One night in August 1883, a self-taught astronomer named Edward E. Barnard was scanning the skies and spotted “a large faint nebula, very diffuse” in the constellation of Cassiopeia. It’s known as NGC 281 in the official Messier catalog, but its nickname is the Pacman Nebula.
That’s because if you look at the image just right (i.e., the top of the picture), it looks a bit like the infamous video game character, with a triangular-shaped “mouth” gobbling up the surrounding gas and dust.
Amateur astronomers have been checking out the pretty faint glow of NGC 281 through visible-light telescopes for ages, but while those telescopes have gotten better and better in terms of resolution since the 1920s, looking in the infrared gives astronomers a fresh set of eyes.
WATCH VIDEO: STAR’S AGE MATTERS
Now the Pacman Nebula is ready for its closeup, thanks to NASA’s Wide-Field Infrared Survey Explorer (WISE).
Since its launch in December 2009, WISE has been slowly scanning the cosmos, picking out objects that are invisible to optical telescopes.
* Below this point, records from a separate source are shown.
PR #34470, opened 2024-07-24
Zephyr should have mDNS implementation ?

QuentinCaldeira-eaton:
This PR is more like a POC, in order to know if it's the right way to go.
I'm working with the Zephyr platform to perform an OnNetwork commissioning. If I understand correctly,
- Device is already OnNetwork, so commissioning will be with DNS-SD
- Even if a device is on network, it should be commissioned to a Matter Network
- DNS-SD should publish a service like _matterc._udp or _tpc depending on the protocol. Extra parameters like vendor ID could be associated in order to filter
- OpenBasicCommissioning should publish the matter service (I guess, so if I write a platform implementation, it should be call).
- DnssdImpl is used for both commissioner and commissionnee ? I only implemented the commissioner part (the device)
- CHIP-TOOL will pair the first device corresponding to the _matterc service (with filters optional)

Is there something special to enable in the app or in the build system, because when I debug the app with the DnssdImpl on the zephyr platform, I never go into, so I can't test if it's working for now. 

If someone could tell me if it's the right way to go, it could be really helpful !
Thanks :)


src/platform/Zephyr/BUILD.gn
```diff
@@ -71,6 +74,13 @@ static_library("Zephyr") {
     }
   }
 
+  if (chip_mdns == "minimal") {
```
Damian-Nordic, line 77: This doesn't make sense. "minimal" is the implementation that is platform-agnostic and doesn't use `ChipDnssdXXX` APIs at all. If you use "minima", you don't need any Zephyr-specific bits except for multicast support. `ChipDnssdXXX` APIs are only relevant for chip_mdns="platform".

Damian-Nordic: Is your device Thread-based? In some issue you were asking about Ethernet driver.

QuentinCaldeira-eaton: My device is Ethernet-based. I only use Zephyr SDK, no ST Microelectronics things.

PR #34472, opened 2024-07-24
[ESP32] Fix compiling examples with insights

shubhamdp:
Compilation may break if esp-insights is not used through component manager.

Check if the component is present in the component library before adding it to static library.


dhrishi:
@shubhamdp Is the compilation tested with both the cases - standalone insights as well as component based?

shubhamdp:
@dhrishi Yes compilation is tested in both cases. Also, tested with esp-rainmaker.

dhrishi (approved):

bzbarsky-apple (approved):

PR #34774, opened 2024-08-05
[Silabs] transition to application screen after commissioning from QR code screen

rosahay-silabs:
Adds auto transition to application screen after a successful commissioning only if application is on the QR code screen.


kiel-apple (approved):

jmartinez-silabs (approved):

examples/platform/silabs/BaseApplication.cpp
```diff
@@ -188,6 +188,17 @@ void BaseApplicationDelegate::OnCommissioningWindowClosed()
         }
     }
 #endif // CHIP_CONFIG_ENABLE_ICD_SERVER && SLI_SI917
+    if (BaseApplication::GetProvisionStatus())
```
mkardous-silabs, line 191: Is `OnCommissioningWindowClosed` the best location for this screen change?
The API is called irrespective of if the commissioning has been succesful or not.

If we opt to keep it here, we should add the same code to transition to the QR code when the commissioning window is opened.

examples/platform/silabs/BaseApplication.cpp
```diff
@@ -188,6 +188,17 @@ void BaseApplicationDelegate::OnCommissioningWindowClosed()
...
+    {
+#ifdef DISPLAY_ENABLED
+#ifdef QR_CODE_ENABLED
+        SilabsLCD::Screen_e screen;
+        slLCD.GetScreen(screen);
+        VerifyOrReturn(screen == SilabsLCD::Screen_e::QRCodeScreen);
```
mkardous-silabs, line 197: What happens if the screen is showing the "information" screen? Is the decision to leave it as is?

rosahay-silabs: Yes, this is only for the transition from the QR code screen to Demo UI screen. If it is information screen then it remains there.

examples/platform/silabs/BaseApplication.cpp
rosahay-silabs: `BaseApplication::GetProvisionStatus()` would be indicative of a successful provision, right? But I see a point in having the QR code screen to be tied up to commissioning window open. @jmartinez-silabs your thoughts ?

And it’s giving astronomers a new view of the Pacman Nebula.
Specifically, that triangular mouth has some pretty impressive chompers: sharp “teeth” that are, in fact, dense pillars of star-forming regions. Because while Pacman is known for gobbling up objects, nebulae are better known for giving birth to stars.
Here’s how it works. As the dust and gas swirls around the nebula, massive knots start to form, until the gas and dust start to collapse under the gravitational attraction. This causes the material at the center to heat up into a “protostar,” which starts gathering up even more dust and gas.
Not all that material will make up the star. Some of it might one day become a planet, or an asteroid, or comet — or just a dusty cloud hanging around its parent star.
Check out WISE’s close-up of the Pacman Nebula above. See all those red dots scattered around the clouds of dust and gas? Those are baby stars still in the process of forming. That’s the kind of detail you get when you look at the skies in infrared.